SARS-COV-2 infects the beta cells of NHP in vivo
As previously reported, adult rhesus macaques (6 to 12 years of age) were inoculated with 1.1 × 106 plaque-forming units (PFU) of SARS-COV-2 administered as 1 ml intranasally and 1 ml intratracheally (13, 15, 16). In this model, viral RNA levels peak at 2 days post inoculation (dpi). Interstitial viral pneumonia is present and resolves by around 4 dpi. Clinical disease course is resolved by around 12dpi (16). To assess if there was an acute effect of SARS-COoV-2 infection on beta cells and if it resolved by the end of the disease course, we evaluated the pancreas collected at necropsy during the acute phase (7–10dpi, n=3) and in the post-acute phase (14dpi, n=4) of the disease course. The pancreas from 3 uninfected adult macaques and 2 pregnant macaques infected with the Zika virus served as controls (26).

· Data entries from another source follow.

PR #1794, opened 2023-04-30
Revamping the manual's chapter 5

### LINKED ISSUE #1351: Small batch of documentation remarks
A bunch of things I noted at various times and didn't report yet. The first items are mostly documentation-related, the final ones are more on the boundary of bugs/refactors.

_Notes "in passing" on a few package documentation_

chordmode package
- [x] Setting `chormode.lineheight` is undocumented.
  - Its effect (with an absolute default "4mm") is dubious at best. (I haven't checked it, but the rationale for a fixed height not based on font size or baseline skip would have to be explained...)

color-fonts package
- [x] Documentation mentions the COLR table, the code also references CPAL: maybe worth mentioning for informed readers? It's pretty technical in both cases, though.

converters package
- [x] `converters:check` is not documented. (At quick glance, it does perform a file conversion, but all the user will get is (maybe) warnings: not sure why there ought to be such a command exposed to SILE-language level.)

inputfilter package
- Documentation mentions `class:loadPackage()`. Confusing: it doesn't seem necessary (in many other cases of packages using it, the package is just loaded with `SILE.require`) i.e. doesn't seem this package HAS to be class-loaded (as opposed, say, to footonotes etc. where the class SHALL use some of the provided methods). -- _Removing the checkbox here, this was written at the time the new class/package API wasn't fully the same as of now (May 2023), and it does seem decent enough_

features package
- [x] "As mentioned in Chapter 3": Can't we make package documentations independent from the SILE manual and self-explanatory?

footnotes package
- [x] Refers to the "book" class, not generic enough (other classes could use it as well, doesn't need to be a book).
- See also below.

lorem package
- [x] Has an undocumented "counter" boolean option (which might not work well from SIL documents - it's not cast to a boolean...)

twoside package
- [x] Documentation should ideally be self-consistent and shouldn't refer to a "chapter 4",
- [x] Documentation shouldn't ideally refer to the book class as we know it (the use case for twoside is more general that this very class)
- ~~"It has no user-serviceable parts." = Wrong currently, what about `\open-double-page`? But see further below though~~ _This was fixed earlier when new commands were added._

xmltricks
- "In chapter 9, we’re going to use SILE to typeset existing XML documents."... (But this package is maybe ill-named anyway, it doesn't have to be XML-related). -- _Removing the checkbox here, this package is quite bad and needs to be more globally re-discussed anyway_

_Other important notes_ 

- [x] Wrong details about outputInsertions --> Fixed during #1392
  - Manual (`c10-classdesign.sil`) mentions outputInsertions() having to be called at the end of each page.
  - Initial comment in "footnotes" package also mentions it.
  - The footnotes package just re-exports that of the insertions package...
  - ... Which is not actually exported at all by the latter :) (and so obviously, such a function is never to be found in our classes' endPage)
 
 - Regarding `\open-double-page` in the twoside package _N.B. Removing the checkbox here, other commands where added later and the design decision is still bad IMHO but anyway, it's not blocking..._
   - IMHO, it doesn't belong here. The "twoside" package ought to be focused on handling right and left masters correctly (and it already has more serious issues to deal with, #683) 
   - At "best", it should be moved to the "book" class. _Rationale_: The way to do such things properly is actually a class-design decision, and a generic all-purpose command doesn't address it correctly. Some books do not honor the old rule of opening chapters on odd pages. Most books do, but do not repeat the running header of the _previous_ chapter on the blank left page thus inserted (and there are good reasons for that...). Some books don't even have a folio on such page. Or they do for chapters, but not for parts, etc. So there's some sort of separation of concerns. Rather let the class provide its own implementation(s) of the expected sectioning-related logic.

_Other minor things_

 - [x] "There is no shortcut for boldface, because boldface isn’t good typographic practice and so we don’t want to make it easy for you to make bad books." (regarding `\font`). Erm, but:
   - Contradicted by the fact of having `\strong` (via the plain class, IIRC). That command is incidentally discussed in #1048 
   - Named font (width and) weight are mentioned in #285 
   - Whatever, it is quite untrue that  "boldface isn’t good typographic practice". As for underlining etc. it depends on the use case. It's pretty bad in novel-type books to abuse heavy weight, but there are Humanities where you cannot avoid it.

Omikhleia:
I think we can improve this chapter, fix some incorrect or unclear statement, remove/merge redundant details, and overall propose a better documentation structure.

Moreover, while at it, closes #1351


documentation/c05-packages.sil
```diff
@@ -1,33 +1,81 @@
...
+By default SILE will look for packages in a variety of directories:
+
+\begin{enumerate}
+\item{The directory where your input source file is located.}
+\item{The current working directory.}
+\item{The environment variable \code{SILE_PATH}, if defined.}
+\item{The default Lua search path.}
+\item{The directories where SILE is installed on the system, \code{/usr/lib/sile} and
+\code{/usr/local/lib/sile}.}
+\end{enumerate}
```
Omikhleia, line 29: As can be seen in the previous version, we were mentioning the search logic **3** times with different details...
The exact order is not clear to me and would have to be checked.

documentation/c05-packages.sil
```diff
@@ -1,33 +1,81 @@
...
-do anything that is possible to do in Lua.
-
-As mentioned above, loading a package is done through the \code{\\script} command,
-which runs Lua code. By convention packages live in the \code{packages/} subdirectory
-of either your input file’s location, your current working directory, or SILE’s
-installation directory. For instance, we’ll soon be talking about the
-\code{grid} package, which normally can be found as
-\code{/usr/local/lib/sile/packages/grid/init.lua}. To load this, we’d say:
+SILE comes with a number of standard packages which provide additional functionality.
+In fact, the actual “core” of SILE’s functionality is small and extensible, with most of the interesting features being provided by add-on packages.
```
alerque, line 5:
```suggestion
In fact, the actual “core” of SILE’s functionality is small and extensible, with most of the interesting features being provided by add-on packages.
SILE ships with the core libraries plus a small collection of packages covering some common needs; more can be added from 3rd party sources.
```

alerque (changes requested):
Haven't read through this all yet but what I did looks for the better. Just a few ideas here as I saw them.

documentation/c05-packages.sil
Omikhleia: According to the above command, there's some significant differences between my setups (Ubuntu PPA, Docker images, etc.). There's also `lua-libraries` and sometimes `lua_modules` subfolders in the mix, and the `sile` prefix too (e.g. even in the local path)...

Perhaps we should indeed be less detailed, e.g.

```
\item{The directory where your input source file is located.}
\item{The current working directory.}
\item{The environment variable \code{SILE_PATH}, if defined.}
\item{Various directories depending on where and how SILE is installed on your system.}
\item{The default Lua search path.}
```

N.B. The default Lua path _seems_ to come last.

alerque: That working sounds fine.

And yes the default Lua (as defined by how the system Lua was compiled/configured) does come last. All the SILE specific bits whether project specific or related to vendored libraries or SILE itself are prepended to it.

And yes there is a huge a mount of variations here. At least 5 factors are involved each adding (or not) entirely different batches of paths. It took a long time and trial and error to work out something that worked robustly across platforms.

alerque: What am I even talking about. The default Lua search path *needs* to be second to last as currently document. The SILE installation path should be last. Otherwise 3rd party packages installed via LuaRocks have no chance to *override* anything in the default SILE installation. Of course that runs the risk of users breaking stuff, but I think it gives more flexibility to the end user to know what is right for their project too.

If your installation doesn't reflect that then it's a bug.

Omikhleia: Indeed!
Done = simplified in a way that should be sufficient (removing explicit mention of a path in chap. 5 and 10).

alerque (approved):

Because there have been conflicting reports about the robustness of ACE2 and TMPRSS2 expression in human islets, we sought to identify if either transcript was present in the islets of rhesus macaques. We interrogated a publicly available single cell sequencing data set from multiple organs of the rhesus macaque (27). Cells were clustered into organ specific clusters, and the both ACE2 and TMPRSS2 were present in the pancreas cluster. We then clustered cells into pancreatic cell subtypes. ACE2 and TMPRSS2 expression was highest in beta cells (Supplemental Figure 1A). We confirmed ACE2 expression in beta cells by immunohistochemistry. ACE2 expression was low but present in most beta cells; a subset of cells exhibited robust expression (white arrows, Supplemental Figure 1B).
After establishing that ACE2 was present in the beta cells of this system, we used immunohistochemistry to detect the SARS-COV-2 nucleocapsid protein in the islets of acute or post-acute pancreas. Because SARS-CoV2 RNA is no longer detectable in the bronchioalveolar fluid of post-acute subjects by Day 14, it was unclear if the infection would be present only during the acute phase or would resolve by the post-acute phase (16). Islets from acute and post-acute pancreas were positive for the nucleocapsid protein (Figure 1A). Controls tissues were negative for nucleocapsid protein expression. To confirm the presence of the virus in acute and post-acute islet cells, we used transmission electron microscopy to assess if viral particles were present in beta cells from inoculated subjects. Beta cells were identified by the characteristic halos around secretory granules. Viral particles were present in 4 of the 4 samples assessed by electron microscopy. An active viral replication complex was also present and contained structures that were representative of multiple stages of viral particle assembly (Figure 1B, red box and red arrows) (28). We noted characteristic double membrane vesicles inside of the profusion replication complex are also hallmarks of SARS-CoV2 infection we also present (Figure 1B, blue box and blue arrows) (29).
Figure 1.
SARS-CoV-2 directly infects beta-cells in vivo. (A) Representative images of immunofluorescent staining for SARS-CoV-2 nucleocapsid protein (red) and insulin (green) in control and inoculated NHPs. SARS-CoV-2 nucleocapsid protein was not detected in control tissues. SARS-CoV-2 protein is not present in every beta cell and it is also present in non-beta islet cells. (B) Representative transmission electron microscopy of an islet from an acute subject. White lines delineate cell borders. Less-electron dense beta cell has distended borders and encompasses a viral replication complex. Red and blue box insets are high magnification of selected areas. Note viral particles at various stages of maturity inside of the vacuoles of the replication complex (red arrows). Double membraned vacuoles are also hallmarks of viral replication (blue arrows).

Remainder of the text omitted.